So, the problem is this:
Find all values of t such that r'(t) is parallel to the xy-plane.
And my equation is:
r(t)=(Squareroot(t+1) , cos(t), t4-8t2)
Well, I will definately have to know how to take the dirivative of the given vector valued function, which I know how to do. I think An important thing to know would be: the cross-product of the two vector-valued functions. But I can't really think of any pertinant formulae off hand that would help with this problem .... (maybe that's why I'm confused).
The Attempt at a Solution
Okay, so as I said I need to take the derivative and then I thought take the cross-product of the derivative and the original function.
So I did that and got: r'(t)= (1/2(t+1)-1/2, -sin(t), 4t3- 16t)
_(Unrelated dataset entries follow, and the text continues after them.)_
Issue #572, opened 2023-12-01
[BUG] Initial scale of `BoundsHandleInteractable` is not taken into account on initialization


anonymous2585:
## Describe the bug

The initial scale relative to the parent is not taken into account on handles initialization.

I also expect the initial transform scale on each handles in the prefab to be taken in account for the scaling. That way, a user can do a prefab with big handles, one other with smaller handles...

I also think it's better to take the minimum (actual is maximum) of the parent lossy scale, so handles doesn't risk to collide on the shorter side.

## To reproduce

1. Import [this Unity package](https://github.com/MixedRealityToolkit/MixedRealityToolkit-Unity/files/13527314/BoundsHandlesSize.zip)
2. Open scene `BoundsControlIssue`
3. Open prefab `BoundingBoxWithTraditionalHandlesNoMaintainGlobalSize`, see the scale of handles is very big (100) and maintain global scale is unckecked
4. Close prefab
5. Press play
6. See issue (handles scale should have been as big as in the prefab, in fact too big to be usable)
7. Open prefab `BoundingBoxWithTraditionalHandlesNoMaintainGlobalSize`, set the scale of handles to a standard value (10)
8. Close prefab
9. Press play
10. See realtime scale is still the same as in step 6 and still too small

## Expected behavior

The initial handles scale is the same as if a user grabed the prefab (scaled 1x1x1, handles scale to 10 like in step 10) and extended it to a 15x6x10 scale:
![image](https://github.com/MixedRealityToolkit/MixedRealityToolkit-Unity/assets/148471165/e9a23d85-8144-4b9b-bf68-348e3fd593b3)

## Screenshots

Actual result is a big box with really small handles hard to grab:
![image](https://github.com/MixedRealityToolkit/MixedRealityToolkit-Unity/assets/148471165/ef8f2f49-90a5-4c99-93ac-54f809b9e8b1)

## Setup

- Unity Version 2021.3.21f1
- MRTK Version or Commit: main branch [a09f5cd](https://github.com/MixedRealityToolkit/MixedRealityToolkit-Unity/commit/a09f5cd98b2b47b668bcc6fc775bcc7fd3735eb7)

## Target platform

- HoloLens 2
- HP Reverb G2
- iOS AR
- OpenXR

marlenaklein-msft:
[...]

PR #598, opened 2024-01-02
Allow Variable Bounding Box Handle Sizes

marlenaklein-msft:
Currently, all BoundsHandleInteractables are set to a global scale of 1x1x1 at runtime (and may then scale with the bounding box if MaintainGlobalSize is unselected). The initial scale of BoundsHandleInteractable is never taken into account when scaling the handles. This change sets the global scale to the max(x,y,z) of the initial BoundsHandleInteractable scale, instead of 1, so a user may now change the size of the handles in the prefab in order to make bounding boxes with larger or smaller handles. PR also makes changes to the BoundsControlRuntimeExample scene to give an example of this.

image

[3x3x3 Handles Scaled Prefab from Sample Scene]

Addresses https://github.com/MixedRealityToolkit/MixedRealityToolkit-Unity/issues/572

Spatial Manipulation package version number has already been bumped since last release, so no update is needed.

### DIFF
--- a/org.mixedrealitytoolkit.spatialmanipulation/BoundsControl/BoundsHandleInteractable.cs
+++ b/org.mixedrealitytoolkit.spatialmanipulation/BoundsControl/BoundsHandleInteractable.cs
@@ -91,7 +91,7 @@ namespace MixedReality.Toolkit.SpatialManipulation
 
         private float initialParentScale;
 
-        private float initialHandleScale;
+        private float initialLocalScale;
 
         /// <inheritdoc/>
         protected override void Awake()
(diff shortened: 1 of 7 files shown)


org.mixedrealitytoolkit.spatialmanipulation/BoundsControl/BoundsHandleInteractable.cs
```diff
@@ -91,6 +91,8 @@ public BoundsControl BoundsControlRoot
 
         private float initialParentScale;
 
+        private float initialHandleScale;
```
AMollis, line 94: Can we rename this to initialLocalScale

AMollis (changes requested):
One minor name change request.  Also can you please attach a screen shot of the new prefab you've added?

Thank you

AMollis:
@marlenaklein-msft , did you also check if the version numbers need updating?   Can you please add a comment to the PR description stating you've verified the package versions are correct?  Thank you

AMollis (approved):

PR #608, opened 2024-01-09
Fix warning and event triggered on disabled StatefulInteractable after changing speech settings (#591)

### LINKED ISSUE #591: [BUG] Disabled `StatefulInteractable` are interactable after set `SpeechRecognitionKeyword` or `AllowSelectByVoice`
## Describe the bug

When setting the properties `SpeechRecognitionKeyword` or `AllowSelectByVoice` of a disabled `StatefulInteractable`, a warning is triggered and the interactable starts again to trigger clicks events even though it's disabled.

This is due to the button unregister and register back to the interaction manager. 

## To reproduce

1. Open the CanvasExample scene
2. Choose one of the "Action Button" and add this script:
```C#
using MixedReality.Toolkit;
using System;
using System.Collections;
using System.Collections.Generic;
using UnityEngine;

[RequireComponent(typeof(StatefulInteractable))]
public class VoiceRuntimeChange : MonoBehaviour
{
    private IEnumerator Start()
    {
        StatefulInteractable interactable = GetComponent<StatefulInteractable>();
        interactable.OnClicked.AddListener(OnClicked);
        interactable.enabled = false;
        yield return new WaitForSeconds(1.0f);
        interactable.SpeechRecognitionKeyword = "Hello world"; // trigger a warning and the button is enabled
        yield return new WaitForSeconds(1.0f);
        interactable.AllowSelectByVoice = false; // the button is enabled
    }

    private void OnClicked()
    {
        Debug.Log("Button clicked");
    }
}
```
4. Press Play
5. Wait 1 second and see the warning
6. Click on the button and see the debug log triggered

## Expected behavior

The interactable is doesn't trigger the warning and doesn't trigger click events

## Your setup

- Unity Version: 2021.3.21f1
- MRTK Version or Commit: current main branch [ec5c141](https://github.com/MixedRealityToolkit/MixedRealityToolkit-Unity/commit/ec5c14129925745a2ad167efb9eecae988b06020)

## Target platform

- HoloLens 2
- OpenXR

## Additional context

The fix is to check
```C#
if (Application.isPlaying && isActiveAndEnabled)
```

Wasn't much of a problem there, but now I'm kinda clueless as to how I would find ALL values of t for r'(t) parallel to the xy-plane. So I was thinking about the cross-product because that will tell me if the vector valued function and its derivative are parallel (if I get 0 as my answer when I do the cross-product) then maybe I can figure out a parametric equation for a plane that contains the vector function (the first one not the derivative), and all values in that plane would be parallel to the derivative because the plane is parallel to the derivative. >.< That sounds kind of complicated and somewhat off base to me. I'm speculating here because I really am not sure what to do. Although, that really wouldn't help me much considering I have to deal with the xy-plane. Hm,
So does anyone think they could help steer me in the right direction conceptually? I think I'm stuck conceptually on how I would go about finding these values of t ... I mean I know what they mean by a Vector Valued Function I understand what a function is and what a vector is I know about derivatives and understand all of that and I know when two vectors are parallel when given the corrodinates, but I just don't get this problem. Could someone help me at least start thinking in the right direction.